(PROBLEM DESCRIPTION)
From the records below, copy the lines that include "staging".

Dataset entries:
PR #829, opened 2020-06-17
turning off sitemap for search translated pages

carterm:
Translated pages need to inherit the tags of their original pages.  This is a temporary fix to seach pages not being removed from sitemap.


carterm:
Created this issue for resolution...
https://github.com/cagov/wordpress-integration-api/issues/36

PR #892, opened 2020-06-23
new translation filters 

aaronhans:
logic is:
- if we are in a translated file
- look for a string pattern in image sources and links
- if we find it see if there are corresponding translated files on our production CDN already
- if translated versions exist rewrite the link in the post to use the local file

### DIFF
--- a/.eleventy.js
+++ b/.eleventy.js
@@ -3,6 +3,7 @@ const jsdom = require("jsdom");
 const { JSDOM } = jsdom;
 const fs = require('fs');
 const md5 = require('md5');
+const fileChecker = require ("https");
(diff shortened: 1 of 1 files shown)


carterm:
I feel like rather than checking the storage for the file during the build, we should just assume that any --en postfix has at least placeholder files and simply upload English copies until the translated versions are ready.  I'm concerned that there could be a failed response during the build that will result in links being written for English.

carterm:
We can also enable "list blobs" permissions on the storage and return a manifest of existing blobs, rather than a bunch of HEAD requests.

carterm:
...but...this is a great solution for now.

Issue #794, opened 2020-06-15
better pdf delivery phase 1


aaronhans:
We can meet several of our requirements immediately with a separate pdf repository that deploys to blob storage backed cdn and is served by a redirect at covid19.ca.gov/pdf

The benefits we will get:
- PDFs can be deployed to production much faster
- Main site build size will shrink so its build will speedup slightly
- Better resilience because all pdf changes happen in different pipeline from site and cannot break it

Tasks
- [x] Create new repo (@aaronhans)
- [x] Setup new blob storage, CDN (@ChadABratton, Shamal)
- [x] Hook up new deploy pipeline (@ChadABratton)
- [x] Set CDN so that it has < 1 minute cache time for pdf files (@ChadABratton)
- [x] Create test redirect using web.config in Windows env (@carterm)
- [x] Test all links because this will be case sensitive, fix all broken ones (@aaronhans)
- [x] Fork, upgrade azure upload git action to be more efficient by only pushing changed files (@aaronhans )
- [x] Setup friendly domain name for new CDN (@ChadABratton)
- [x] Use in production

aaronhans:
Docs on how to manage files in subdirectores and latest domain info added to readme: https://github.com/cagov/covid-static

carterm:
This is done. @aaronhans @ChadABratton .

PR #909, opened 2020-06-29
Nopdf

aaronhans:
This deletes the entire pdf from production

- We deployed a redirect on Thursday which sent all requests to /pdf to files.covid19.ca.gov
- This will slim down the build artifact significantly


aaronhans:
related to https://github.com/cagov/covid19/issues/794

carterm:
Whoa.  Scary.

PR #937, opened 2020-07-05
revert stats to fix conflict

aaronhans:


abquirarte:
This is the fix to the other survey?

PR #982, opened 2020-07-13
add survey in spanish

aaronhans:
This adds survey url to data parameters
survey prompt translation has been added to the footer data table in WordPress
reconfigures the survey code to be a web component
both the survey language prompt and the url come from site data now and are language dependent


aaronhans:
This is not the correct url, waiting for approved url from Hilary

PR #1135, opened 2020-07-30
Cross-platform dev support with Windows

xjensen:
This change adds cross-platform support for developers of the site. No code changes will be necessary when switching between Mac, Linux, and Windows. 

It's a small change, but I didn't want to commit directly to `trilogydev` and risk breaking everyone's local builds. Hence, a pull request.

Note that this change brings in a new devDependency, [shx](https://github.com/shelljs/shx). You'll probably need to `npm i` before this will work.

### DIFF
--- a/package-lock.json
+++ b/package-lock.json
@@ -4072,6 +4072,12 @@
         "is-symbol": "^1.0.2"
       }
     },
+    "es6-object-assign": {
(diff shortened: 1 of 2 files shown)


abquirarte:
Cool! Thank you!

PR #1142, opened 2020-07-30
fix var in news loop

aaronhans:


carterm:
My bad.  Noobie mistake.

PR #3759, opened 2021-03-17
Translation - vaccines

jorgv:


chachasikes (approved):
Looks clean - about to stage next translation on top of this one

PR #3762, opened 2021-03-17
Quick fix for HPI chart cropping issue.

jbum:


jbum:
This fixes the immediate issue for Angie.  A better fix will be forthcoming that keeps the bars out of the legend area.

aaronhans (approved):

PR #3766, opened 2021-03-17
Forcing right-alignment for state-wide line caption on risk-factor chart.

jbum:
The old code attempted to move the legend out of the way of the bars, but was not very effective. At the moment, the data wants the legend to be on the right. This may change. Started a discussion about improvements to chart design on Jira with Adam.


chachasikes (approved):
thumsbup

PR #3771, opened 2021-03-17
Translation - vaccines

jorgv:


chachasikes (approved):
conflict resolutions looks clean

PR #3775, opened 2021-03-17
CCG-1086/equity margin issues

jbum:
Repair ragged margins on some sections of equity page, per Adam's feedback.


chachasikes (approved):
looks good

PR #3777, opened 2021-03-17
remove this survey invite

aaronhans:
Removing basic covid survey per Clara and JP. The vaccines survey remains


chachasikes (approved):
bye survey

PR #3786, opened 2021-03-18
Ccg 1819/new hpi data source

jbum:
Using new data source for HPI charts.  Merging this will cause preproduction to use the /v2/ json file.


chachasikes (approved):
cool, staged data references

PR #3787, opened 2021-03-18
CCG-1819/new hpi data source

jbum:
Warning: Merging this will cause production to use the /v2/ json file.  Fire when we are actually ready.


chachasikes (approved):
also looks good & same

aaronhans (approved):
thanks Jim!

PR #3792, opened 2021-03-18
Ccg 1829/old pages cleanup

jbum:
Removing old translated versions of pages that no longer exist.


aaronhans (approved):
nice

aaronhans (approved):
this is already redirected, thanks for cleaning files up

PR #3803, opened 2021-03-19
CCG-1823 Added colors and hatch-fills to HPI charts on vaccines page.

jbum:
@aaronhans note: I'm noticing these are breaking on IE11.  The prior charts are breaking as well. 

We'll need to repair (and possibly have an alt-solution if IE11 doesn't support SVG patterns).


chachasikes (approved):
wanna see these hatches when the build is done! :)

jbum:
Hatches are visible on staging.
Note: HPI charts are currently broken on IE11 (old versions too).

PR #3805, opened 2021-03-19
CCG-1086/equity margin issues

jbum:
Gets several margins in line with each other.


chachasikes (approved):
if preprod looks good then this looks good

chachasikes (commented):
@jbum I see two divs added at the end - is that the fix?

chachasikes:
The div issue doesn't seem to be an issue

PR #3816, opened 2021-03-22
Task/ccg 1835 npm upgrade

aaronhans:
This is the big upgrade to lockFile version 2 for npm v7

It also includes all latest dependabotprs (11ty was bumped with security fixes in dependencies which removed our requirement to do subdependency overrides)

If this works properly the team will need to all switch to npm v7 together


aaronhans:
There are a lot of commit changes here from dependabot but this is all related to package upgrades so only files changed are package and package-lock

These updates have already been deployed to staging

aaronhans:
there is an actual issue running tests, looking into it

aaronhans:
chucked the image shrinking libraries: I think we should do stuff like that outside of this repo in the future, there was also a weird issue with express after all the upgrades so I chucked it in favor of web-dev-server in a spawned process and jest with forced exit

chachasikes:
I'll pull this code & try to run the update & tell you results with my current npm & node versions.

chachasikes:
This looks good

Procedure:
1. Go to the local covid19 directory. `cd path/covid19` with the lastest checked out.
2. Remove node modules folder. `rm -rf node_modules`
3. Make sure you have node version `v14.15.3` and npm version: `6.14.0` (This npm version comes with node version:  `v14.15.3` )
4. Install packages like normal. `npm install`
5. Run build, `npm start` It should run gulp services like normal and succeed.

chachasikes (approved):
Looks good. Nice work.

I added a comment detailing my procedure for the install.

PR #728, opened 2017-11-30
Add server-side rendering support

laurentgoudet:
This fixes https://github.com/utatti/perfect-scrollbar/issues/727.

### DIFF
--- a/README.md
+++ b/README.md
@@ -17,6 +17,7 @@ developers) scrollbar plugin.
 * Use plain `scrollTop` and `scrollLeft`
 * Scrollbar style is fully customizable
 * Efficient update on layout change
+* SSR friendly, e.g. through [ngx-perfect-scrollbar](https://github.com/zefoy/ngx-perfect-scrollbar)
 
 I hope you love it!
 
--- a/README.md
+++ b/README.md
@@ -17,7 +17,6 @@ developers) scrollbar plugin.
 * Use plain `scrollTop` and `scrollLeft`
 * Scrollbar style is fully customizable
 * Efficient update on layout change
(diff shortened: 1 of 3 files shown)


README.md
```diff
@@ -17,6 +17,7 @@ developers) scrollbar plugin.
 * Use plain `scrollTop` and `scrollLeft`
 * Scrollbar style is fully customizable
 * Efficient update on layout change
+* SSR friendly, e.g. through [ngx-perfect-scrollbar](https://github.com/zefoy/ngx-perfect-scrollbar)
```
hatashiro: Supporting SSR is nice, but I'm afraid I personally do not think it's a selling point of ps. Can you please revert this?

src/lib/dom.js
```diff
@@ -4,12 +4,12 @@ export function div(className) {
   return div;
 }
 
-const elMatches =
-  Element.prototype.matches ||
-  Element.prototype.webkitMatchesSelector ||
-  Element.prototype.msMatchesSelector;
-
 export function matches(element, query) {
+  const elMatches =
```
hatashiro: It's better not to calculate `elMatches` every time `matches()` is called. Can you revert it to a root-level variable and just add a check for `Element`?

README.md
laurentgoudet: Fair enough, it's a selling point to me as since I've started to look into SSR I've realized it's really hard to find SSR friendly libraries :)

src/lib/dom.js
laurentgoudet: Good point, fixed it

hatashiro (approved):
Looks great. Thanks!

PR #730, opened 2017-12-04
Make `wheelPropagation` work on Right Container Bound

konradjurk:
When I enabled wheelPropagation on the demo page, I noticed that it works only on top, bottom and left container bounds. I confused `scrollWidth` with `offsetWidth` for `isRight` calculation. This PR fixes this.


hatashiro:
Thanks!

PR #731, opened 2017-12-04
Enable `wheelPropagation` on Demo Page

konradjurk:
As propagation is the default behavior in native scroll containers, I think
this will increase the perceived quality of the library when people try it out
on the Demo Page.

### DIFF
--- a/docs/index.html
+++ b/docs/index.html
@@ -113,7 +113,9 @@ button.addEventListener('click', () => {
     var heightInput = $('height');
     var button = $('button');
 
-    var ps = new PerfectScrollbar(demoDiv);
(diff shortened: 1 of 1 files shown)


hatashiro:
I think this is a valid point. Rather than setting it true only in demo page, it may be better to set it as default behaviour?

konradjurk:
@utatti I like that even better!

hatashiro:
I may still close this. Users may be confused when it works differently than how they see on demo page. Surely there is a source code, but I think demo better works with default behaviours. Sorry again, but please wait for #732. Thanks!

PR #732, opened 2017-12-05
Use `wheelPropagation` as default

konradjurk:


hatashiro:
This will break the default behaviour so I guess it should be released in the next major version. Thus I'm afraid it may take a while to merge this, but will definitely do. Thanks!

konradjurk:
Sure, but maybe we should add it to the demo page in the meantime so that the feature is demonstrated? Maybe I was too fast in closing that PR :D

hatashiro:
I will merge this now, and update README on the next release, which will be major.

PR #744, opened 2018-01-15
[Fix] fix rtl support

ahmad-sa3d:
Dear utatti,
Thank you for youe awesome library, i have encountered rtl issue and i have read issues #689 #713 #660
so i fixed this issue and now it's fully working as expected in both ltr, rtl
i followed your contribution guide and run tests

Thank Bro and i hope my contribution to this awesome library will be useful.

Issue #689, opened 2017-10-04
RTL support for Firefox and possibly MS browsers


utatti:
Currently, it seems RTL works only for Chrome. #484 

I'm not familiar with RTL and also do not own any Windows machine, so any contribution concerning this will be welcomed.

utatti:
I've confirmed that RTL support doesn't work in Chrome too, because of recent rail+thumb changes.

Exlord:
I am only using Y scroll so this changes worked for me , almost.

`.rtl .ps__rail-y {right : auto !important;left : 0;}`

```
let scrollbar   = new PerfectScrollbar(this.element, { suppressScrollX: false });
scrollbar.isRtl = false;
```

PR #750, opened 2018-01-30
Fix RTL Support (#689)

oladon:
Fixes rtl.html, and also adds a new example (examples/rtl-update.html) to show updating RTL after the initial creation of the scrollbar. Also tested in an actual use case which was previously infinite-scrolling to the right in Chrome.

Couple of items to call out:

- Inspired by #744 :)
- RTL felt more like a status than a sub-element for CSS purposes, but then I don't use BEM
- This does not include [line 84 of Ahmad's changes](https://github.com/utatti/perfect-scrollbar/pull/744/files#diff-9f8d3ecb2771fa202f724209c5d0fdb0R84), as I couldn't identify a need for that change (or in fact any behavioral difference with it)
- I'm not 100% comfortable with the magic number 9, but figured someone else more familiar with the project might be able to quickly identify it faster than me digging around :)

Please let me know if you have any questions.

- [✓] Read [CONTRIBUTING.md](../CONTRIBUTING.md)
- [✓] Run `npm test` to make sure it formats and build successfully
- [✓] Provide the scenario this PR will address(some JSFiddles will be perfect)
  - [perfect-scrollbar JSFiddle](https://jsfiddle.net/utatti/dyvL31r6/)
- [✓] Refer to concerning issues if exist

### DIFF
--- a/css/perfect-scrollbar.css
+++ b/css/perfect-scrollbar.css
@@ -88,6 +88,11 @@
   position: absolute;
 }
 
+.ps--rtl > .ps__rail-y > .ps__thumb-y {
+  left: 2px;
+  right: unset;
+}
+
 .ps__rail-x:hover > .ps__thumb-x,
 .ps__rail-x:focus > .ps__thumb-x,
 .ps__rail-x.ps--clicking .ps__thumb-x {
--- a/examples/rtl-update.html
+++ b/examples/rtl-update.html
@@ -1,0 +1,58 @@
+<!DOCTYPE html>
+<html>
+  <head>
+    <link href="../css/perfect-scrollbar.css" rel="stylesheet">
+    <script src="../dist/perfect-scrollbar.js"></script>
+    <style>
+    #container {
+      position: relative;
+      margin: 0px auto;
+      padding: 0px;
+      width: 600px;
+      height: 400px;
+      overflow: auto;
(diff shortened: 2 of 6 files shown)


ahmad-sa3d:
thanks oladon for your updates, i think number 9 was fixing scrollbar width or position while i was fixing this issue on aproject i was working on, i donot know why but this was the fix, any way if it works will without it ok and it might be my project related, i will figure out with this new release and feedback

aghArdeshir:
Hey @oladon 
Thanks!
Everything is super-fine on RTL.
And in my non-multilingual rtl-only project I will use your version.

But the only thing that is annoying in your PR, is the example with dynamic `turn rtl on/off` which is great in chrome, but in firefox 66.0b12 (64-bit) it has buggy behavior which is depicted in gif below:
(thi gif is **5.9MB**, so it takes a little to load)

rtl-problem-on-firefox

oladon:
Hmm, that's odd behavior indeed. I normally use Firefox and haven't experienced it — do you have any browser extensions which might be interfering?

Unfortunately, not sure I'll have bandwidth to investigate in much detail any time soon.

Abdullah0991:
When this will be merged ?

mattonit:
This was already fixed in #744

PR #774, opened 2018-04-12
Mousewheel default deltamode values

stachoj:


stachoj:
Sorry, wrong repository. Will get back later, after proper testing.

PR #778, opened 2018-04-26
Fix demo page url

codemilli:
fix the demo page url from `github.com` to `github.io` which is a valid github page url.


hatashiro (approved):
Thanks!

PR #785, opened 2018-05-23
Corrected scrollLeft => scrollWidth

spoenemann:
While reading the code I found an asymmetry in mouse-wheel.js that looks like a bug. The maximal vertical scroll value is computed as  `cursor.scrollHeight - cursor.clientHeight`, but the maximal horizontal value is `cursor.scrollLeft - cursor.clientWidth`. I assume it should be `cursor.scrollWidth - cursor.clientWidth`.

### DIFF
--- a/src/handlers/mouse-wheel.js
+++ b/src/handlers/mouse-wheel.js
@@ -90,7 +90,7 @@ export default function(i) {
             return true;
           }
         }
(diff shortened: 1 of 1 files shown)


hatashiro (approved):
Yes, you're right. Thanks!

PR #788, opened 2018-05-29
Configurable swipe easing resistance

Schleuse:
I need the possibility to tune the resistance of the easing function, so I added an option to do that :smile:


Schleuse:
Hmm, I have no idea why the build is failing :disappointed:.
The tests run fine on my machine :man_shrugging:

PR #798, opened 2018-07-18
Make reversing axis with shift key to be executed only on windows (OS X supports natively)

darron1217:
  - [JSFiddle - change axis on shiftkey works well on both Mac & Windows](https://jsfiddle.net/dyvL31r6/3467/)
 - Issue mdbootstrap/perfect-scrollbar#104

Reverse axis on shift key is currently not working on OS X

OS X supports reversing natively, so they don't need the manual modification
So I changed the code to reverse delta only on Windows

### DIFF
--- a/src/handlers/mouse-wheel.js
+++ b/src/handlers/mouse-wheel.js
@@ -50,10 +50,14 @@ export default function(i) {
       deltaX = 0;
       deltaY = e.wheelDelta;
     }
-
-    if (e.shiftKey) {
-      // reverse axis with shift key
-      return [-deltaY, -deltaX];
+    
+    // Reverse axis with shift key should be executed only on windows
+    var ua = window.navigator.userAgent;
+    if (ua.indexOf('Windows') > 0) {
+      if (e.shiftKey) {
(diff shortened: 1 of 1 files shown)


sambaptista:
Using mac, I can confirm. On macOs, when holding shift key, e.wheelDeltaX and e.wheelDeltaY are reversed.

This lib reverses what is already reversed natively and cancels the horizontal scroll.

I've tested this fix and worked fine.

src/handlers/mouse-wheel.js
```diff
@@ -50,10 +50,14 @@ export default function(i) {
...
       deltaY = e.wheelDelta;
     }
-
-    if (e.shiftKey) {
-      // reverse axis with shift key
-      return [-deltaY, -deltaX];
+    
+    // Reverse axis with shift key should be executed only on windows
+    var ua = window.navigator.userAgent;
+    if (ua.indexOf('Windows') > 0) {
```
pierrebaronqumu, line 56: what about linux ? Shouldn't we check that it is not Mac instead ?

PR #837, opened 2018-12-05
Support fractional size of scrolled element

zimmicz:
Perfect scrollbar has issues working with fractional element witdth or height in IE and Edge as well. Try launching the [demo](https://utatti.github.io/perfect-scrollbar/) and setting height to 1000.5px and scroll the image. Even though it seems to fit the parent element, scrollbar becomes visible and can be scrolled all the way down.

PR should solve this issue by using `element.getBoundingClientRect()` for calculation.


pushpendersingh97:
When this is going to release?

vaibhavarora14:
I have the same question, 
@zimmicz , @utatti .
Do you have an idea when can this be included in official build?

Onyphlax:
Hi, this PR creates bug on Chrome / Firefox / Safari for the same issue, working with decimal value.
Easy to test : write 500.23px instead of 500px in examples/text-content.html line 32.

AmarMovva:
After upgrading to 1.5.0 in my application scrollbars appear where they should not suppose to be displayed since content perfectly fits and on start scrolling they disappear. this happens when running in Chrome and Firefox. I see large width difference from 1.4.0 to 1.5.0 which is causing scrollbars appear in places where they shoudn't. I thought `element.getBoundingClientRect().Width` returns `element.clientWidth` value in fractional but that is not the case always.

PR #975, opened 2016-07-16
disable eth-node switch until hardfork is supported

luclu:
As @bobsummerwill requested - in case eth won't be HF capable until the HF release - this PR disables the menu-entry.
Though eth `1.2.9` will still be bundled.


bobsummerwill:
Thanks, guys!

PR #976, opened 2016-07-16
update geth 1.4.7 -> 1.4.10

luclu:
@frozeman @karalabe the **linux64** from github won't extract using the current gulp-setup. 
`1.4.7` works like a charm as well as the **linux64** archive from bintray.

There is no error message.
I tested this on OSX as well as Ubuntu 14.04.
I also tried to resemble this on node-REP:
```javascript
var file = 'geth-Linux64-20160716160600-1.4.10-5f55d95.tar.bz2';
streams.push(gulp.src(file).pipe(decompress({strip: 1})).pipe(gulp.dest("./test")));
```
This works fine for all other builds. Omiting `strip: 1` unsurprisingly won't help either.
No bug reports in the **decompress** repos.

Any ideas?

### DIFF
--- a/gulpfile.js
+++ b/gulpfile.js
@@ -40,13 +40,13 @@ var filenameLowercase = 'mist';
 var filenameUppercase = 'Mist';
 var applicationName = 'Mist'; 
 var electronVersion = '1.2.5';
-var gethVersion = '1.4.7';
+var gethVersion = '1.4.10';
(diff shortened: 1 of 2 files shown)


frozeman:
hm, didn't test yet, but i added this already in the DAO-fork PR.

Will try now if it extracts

(SOLUTION FOR THIS PROBLEM)
Hatches are visible on staging.
These updates have already been deployed to staging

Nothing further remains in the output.